» AIM OF THE EXERCISE: Retype every entry below exactly as it stands.

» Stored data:
● ● ● ● ●

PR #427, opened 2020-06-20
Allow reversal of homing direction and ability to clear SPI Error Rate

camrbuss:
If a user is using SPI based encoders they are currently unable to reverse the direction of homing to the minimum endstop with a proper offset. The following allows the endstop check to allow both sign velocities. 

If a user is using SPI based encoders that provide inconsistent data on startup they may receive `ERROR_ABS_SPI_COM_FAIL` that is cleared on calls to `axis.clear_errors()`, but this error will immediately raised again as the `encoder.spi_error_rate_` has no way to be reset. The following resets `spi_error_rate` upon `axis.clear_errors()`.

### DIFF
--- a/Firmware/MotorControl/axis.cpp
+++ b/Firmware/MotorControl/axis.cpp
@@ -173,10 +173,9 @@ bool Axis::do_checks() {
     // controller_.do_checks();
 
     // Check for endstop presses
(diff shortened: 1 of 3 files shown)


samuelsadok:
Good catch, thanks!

● ● ● ● ●

» REPLY:
PR #427, opened 2020-06-20
Allow reversal of homing direction and ability to clear SPI Error Rate

camrbuss:
If a user is using SPI based encoders they are currently unable to reverse the direction of homing to the minimum endstop with a proper offset. The following allows the endstop check to allow both sign velocities. 

If a user is using SPI based encoders that provide inconsistent data on startup they may receive `ERROR_ABS_SPI_COM_FAIL` that is cleared on calls to `axis.clear_errors()`, but this error will immediately raised again as the `encoder.spi_error_rate_` has no way to be reset. The following resets `spi_error_rate` upon `axis.clear_errors()`.

### DIFF
--- a/Firmware/MotorControl/axis.cpp
+++ b/Firmware/MotorControl/axis.cpp
@@ -173,10 +173,9 @@ bool Axis::do_checks() {
     // controller_.do_checks();
 
     // Check for endstop presses
(diff shortened: 1 of 3 files shown)


samuelsadok:
Good catch, thanks!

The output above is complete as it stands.